■ Task directions ■
Read through the records below and copy each line that uses the word "external".

START Information

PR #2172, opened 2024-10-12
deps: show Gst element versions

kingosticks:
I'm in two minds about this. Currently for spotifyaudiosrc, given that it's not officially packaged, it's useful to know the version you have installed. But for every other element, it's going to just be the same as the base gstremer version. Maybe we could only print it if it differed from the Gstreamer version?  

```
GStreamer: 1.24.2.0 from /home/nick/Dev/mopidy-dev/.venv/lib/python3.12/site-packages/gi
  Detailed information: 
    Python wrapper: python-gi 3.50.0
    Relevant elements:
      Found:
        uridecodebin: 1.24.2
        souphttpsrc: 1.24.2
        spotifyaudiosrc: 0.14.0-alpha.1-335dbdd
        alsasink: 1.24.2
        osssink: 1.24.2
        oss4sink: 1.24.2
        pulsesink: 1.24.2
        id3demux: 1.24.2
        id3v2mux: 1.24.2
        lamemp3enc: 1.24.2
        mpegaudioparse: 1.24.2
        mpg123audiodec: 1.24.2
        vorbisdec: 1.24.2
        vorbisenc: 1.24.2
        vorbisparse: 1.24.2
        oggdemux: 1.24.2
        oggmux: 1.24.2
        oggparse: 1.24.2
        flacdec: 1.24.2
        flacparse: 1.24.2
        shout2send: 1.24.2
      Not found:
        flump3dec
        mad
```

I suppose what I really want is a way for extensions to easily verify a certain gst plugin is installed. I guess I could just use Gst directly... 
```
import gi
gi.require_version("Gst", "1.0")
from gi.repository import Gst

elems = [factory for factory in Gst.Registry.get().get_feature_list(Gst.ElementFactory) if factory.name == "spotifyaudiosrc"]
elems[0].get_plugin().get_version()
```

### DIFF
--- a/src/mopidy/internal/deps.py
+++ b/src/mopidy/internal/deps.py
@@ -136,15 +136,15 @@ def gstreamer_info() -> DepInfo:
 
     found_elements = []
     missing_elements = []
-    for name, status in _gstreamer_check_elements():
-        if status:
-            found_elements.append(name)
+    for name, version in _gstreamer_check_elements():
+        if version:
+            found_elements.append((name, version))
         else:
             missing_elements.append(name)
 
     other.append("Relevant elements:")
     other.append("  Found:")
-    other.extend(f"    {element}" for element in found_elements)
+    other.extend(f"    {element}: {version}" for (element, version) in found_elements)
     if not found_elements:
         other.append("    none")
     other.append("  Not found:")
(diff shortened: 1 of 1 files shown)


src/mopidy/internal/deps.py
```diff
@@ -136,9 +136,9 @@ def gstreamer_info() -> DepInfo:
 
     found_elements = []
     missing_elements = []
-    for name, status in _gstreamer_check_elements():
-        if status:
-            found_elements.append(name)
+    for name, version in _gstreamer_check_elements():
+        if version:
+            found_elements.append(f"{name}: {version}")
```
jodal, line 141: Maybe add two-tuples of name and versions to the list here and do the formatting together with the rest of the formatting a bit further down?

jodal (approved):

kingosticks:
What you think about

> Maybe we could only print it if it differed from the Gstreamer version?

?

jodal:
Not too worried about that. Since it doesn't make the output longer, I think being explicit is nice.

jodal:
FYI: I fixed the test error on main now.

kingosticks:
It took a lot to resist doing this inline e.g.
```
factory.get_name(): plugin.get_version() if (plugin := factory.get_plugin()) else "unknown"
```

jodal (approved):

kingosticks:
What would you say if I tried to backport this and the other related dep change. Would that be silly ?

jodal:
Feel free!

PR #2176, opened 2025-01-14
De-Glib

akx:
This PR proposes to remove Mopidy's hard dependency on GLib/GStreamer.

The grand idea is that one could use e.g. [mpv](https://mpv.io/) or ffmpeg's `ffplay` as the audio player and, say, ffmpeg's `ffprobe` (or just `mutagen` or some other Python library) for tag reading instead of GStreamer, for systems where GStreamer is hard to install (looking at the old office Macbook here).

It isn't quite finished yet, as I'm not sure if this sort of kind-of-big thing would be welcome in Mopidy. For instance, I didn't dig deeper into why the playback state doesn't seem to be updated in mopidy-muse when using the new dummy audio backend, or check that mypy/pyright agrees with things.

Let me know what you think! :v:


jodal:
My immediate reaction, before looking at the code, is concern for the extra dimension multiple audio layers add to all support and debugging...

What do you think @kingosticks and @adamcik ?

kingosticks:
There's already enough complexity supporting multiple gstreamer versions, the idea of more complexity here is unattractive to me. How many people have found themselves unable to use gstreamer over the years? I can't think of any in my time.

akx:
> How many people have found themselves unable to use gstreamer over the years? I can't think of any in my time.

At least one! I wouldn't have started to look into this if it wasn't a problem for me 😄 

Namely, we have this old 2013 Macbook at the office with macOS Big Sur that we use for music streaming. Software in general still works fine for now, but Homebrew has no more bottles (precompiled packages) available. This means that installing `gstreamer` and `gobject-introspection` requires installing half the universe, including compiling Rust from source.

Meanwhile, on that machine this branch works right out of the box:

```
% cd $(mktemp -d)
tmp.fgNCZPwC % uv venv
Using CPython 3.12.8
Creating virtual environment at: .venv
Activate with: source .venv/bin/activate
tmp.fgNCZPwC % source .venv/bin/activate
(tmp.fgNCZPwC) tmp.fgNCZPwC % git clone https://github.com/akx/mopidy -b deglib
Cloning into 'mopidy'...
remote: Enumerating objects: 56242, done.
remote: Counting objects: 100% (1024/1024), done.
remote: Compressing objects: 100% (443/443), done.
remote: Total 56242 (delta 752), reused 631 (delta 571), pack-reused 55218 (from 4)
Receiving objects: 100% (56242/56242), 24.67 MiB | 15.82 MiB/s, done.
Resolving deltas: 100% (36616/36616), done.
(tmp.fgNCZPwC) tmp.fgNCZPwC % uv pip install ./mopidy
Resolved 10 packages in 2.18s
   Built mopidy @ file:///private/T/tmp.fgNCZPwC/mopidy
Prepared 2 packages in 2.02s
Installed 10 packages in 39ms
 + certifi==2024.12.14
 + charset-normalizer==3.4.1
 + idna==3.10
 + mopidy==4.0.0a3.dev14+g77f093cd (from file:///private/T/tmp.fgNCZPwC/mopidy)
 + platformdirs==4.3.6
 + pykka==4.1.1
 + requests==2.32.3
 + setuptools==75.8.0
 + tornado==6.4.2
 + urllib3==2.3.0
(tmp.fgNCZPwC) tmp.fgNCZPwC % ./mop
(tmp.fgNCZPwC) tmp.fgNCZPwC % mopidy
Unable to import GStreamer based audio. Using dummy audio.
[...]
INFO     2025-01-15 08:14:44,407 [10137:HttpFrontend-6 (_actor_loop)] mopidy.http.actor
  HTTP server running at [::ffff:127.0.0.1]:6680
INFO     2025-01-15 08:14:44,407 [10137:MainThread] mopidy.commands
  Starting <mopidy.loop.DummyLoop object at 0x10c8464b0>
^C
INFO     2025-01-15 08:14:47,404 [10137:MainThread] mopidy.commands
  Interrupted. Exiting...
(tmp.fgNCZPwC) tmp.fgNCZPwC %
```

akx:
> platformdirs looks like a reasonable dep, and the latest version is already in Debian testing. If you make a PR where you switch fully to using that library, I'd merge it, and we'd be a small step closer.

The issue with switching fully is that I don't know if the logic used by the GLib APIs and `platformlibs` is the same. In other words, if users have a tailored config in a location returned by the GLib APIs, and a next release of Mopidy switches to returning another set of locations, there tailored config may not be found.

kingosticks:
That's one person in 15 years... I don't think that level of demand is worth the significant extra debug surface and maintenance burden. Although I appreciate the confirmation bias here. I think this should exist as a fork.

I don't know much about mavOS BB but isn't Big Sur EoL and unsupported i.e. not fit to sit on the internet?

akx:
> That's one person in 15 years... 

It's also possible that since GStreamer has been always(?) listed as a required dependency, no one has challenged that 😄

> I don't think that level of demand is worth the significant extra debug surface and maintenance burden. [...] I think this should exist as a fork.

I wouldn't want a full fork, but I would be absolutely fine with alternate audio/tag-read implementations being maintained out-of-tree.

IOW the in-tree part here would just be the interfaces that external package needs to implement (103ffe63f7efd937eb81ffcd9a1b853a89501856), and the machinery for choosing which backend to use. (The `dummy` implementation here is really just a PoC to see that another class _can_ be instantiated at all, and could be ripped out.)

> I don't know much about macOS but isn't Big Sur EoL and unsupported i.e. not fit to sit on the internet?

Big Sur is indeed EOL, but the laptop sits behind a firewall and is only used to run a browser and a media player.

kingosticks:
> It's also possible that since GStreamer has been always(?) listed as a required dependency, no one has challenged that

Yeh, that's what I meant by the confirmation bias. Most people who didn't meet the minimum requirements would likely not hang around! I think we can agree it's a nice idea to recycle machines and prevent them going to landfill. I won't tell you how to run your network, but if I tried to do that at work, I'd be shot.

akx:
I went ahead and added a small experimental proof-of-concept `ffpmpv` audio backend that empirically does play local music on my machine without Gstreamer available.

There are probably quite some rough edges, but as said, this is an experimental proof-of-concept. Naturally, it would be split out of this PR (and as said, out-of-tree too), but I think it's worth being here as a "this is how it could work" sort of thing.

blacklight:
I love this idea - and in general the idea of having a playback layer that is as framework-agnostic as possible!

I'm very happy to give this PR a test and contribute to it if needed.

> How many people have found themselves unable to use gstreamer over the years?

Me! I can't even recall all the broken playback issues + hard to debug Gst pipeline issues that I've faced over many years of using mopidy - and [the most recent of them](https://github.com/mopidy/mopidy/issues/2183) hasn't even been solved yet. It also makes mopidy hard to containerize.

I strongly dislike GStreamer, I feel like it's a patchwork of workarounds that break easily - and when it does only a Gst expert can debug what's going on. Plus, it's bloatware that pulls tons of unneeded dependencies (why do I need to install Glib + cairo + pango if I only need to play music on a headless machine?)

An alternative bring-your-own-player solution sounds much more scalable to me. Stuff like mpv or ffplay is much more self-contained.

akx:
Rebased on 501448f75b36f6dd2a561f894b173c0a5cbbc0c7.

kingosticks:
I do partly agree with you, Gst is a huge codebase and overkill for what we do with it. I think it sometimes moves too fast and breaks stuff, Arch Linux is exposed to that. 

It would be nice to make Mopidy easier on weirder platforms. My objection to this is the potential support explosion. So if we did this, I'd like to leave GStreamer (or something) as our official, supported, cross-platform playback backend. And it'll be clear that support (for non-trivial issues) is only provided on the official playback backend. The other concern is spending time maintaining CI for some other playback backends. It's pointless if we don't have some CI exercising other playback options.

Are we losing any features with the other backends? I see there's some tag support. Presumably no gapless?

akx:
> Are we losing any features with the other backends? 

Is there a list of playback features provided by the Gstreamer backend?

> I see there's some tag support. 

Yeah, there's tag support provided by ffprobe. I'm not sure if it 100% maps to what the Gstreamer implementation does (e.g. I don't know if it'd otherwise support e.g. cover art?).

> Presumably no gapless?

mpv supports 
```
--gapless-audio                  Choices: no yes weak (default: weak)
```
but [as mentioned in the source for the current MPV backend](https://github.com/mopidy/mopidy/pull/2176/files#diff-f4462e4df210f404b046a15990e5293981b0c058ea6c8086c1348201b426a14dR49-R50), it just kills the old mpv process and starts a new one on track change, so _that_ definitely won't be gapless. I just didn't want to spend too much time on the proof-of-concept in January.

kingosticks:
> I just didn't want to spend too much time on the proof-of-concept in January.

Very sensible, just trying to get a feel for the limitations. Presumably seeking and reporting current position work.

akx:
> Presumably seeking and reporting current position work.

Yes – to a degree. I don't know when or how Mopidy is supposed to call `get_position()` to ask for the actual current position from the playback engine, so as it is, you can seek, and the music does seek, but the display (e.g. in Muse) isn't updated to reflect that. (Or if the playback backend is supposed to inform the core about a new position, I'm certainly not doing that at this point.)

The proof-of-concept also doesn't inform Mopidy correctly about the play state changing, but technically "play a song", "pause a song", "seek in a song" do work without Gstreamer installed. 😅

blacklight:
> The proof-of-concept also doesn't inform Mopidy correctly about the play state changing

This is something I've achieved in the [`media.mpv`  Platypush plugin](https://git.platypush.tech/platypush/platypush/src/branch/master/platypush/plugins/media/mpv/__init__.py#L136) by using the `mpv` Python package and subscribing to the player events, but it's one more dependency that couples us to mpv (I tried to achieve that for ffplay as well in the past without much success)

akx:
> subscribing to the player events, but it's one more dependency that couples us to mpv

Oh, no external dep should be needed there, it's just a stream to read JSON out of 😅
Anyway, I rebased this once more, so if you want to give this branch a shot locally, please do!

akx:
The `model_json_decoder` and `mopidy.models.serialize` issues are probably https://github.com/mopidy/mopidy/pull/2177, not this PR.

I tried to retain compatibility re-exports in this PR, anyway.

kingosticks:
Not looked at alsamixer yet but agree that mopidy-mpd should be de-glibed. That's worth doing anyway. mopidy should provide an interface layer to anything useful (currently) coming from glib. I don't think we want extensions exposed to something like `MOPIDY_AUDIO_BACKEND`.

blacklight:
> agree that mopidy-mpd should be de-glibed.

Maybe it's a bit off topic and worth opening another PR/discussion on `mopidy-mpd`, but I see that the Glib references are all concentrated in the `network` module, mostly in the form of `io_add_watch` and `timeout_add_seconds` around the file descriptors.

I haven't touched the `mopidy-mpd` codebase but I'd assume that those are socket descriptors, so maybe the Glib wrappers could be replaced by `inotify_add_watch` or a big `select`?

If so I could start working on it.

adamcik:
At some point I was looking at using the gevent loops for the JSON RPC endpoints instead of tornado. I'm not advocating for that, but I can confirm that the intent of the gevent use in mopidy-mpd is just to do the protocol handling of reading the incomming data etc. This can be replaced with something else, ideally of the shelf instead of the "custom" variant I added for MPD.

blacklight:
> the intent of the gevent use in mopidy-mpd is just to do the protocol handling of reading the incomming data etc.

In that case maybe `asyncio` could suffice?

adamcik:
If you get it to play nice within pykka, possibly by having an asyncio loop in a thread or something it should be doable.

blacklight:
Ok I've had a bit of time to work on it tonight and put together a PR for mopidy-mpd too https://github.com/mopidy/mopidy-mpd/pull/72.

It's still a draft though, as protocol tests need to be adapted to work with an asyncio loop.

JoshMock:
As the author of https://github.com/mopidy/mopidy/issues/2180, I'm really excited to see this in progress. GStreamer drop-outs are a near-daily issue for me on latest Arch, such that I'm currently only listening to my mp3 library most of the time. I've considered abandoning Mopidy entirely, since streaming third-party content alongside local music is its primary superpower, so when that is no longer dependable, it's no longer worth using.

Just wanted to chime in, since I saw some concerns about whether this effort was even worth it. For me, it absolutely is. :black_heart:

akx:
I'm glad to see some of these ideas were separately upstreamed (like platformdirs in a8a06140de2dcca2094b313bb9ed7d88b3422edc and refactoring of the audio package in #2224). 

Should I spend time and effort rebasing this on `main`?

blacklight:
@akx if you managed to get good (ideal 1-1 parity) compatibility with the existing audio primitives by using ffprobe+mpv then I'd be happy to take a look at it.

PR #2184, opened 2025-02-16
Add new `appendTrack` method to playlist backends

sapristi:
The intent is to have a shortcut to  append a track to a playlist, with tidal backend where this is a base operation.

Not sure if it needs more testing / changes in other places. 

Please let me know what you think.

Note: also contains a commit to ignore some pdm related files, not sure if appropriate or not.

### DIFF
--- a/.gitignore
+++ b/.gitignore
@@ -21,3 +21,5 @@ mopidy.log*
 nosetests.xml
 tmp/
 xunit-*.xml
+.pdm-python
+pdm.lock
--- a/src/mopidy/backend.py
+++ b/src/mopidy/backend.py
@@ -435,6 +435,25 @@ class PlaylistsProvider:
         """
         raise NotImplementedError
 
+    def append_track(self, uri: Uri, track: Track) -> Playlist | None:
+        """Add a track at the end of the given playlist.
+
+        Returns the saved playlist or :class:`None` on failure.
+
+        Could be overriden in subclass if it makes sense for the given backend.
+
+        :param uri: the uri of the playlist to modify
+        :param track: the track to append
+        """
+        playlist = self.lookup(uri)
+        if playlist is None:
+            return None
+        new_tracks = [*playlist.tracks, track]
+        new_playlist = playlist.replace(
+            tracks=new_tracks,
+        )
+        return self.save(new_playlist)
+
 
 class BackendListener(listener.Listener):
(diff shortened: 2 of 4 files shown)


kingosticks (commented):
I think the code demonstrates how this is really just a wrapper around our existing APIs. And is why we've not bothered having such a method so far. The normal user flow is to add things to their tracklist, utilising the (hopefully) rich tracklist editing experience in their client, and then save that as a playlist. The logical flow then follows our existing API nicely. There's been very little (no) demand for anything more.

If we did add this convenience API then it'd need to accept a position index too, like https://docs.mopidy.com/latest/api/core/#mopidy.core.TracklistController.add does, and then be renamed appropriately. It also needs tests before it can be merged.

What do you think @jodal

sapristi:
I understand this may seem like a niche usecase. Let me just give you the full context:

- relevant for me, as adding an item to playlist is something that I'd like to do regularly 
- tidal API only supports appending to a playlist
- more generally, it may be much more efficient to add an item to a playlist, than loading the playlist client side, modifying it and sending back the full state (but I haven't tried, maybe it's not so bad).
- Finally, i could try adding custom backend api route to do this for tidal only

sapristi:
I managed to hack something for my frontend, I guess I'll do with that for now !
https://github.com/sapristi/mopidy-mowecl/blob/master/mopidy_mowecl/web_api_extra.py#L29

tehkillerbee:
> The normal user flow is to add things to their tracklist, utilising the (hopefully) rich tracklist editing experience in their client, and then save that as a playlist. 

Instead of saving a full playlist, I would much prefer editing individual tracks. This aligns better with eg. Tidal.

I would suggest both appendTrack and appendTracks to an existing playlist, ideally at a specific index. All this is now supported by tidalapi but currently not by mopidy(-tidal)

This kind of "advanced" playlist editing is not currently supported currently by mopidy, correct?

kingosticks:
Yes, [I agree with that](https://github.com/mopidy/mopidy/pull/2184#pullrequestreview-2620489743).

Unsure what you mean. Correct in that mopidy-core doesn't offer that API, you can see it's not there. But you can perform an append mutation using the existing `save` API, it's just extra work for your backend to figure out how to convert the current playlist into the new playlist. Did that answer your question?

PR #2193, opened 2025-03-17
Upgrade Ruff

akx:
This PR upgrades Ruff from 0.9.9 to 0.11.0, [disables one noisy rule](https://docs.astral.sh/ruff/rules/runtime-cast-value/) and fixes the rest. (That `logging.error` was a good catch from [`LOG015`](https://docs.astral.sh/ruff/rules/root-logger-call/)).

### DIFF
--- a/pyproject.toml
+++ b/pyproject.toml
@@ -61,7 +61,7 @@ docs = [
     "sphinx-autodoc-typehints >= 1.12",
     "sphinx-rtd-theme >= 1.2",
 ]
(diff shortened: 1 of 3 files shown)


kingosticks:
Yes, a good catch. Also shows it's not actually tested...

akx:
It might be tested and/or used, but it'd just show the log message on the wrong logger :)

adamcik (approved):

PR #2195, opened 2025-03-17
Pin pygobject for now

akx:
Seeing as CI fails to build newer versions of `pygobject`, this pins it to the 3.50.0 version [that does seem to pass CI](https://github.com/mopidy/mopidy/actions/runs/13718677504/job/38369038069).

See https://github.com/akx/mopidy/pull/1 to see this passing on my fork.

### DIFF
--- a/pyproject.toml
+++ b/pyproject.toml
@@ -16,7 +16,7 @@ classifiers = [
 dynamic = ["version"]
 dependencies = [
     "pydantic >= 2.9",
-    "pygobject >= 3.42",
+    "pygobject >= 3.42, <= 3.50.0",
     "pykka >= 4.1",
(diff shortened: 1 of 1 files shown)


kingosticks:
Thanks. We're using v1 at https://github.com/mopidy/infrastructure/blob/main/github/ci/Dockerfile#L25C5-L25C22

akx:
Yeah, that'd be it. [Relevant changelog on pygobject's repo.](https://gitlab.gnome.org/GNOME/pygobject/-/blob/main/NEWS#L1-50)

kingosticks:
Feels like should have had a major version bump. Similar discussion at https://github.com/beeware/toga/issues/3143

END Information

■ Task output ■
IOW the in-tree part here would just be the interfaces that external package needs to implement (103ffe63f7efd937eb81ffcd9a1b853a89501856), and the machinery for choosing which backend to use. (The `dummy` implementation here is really just a PoC to see that another class _can_ be instantiated at all, and could be ripped out.)
Oh, no external dep should be needed there, it's just a stream to read JSON out of 😅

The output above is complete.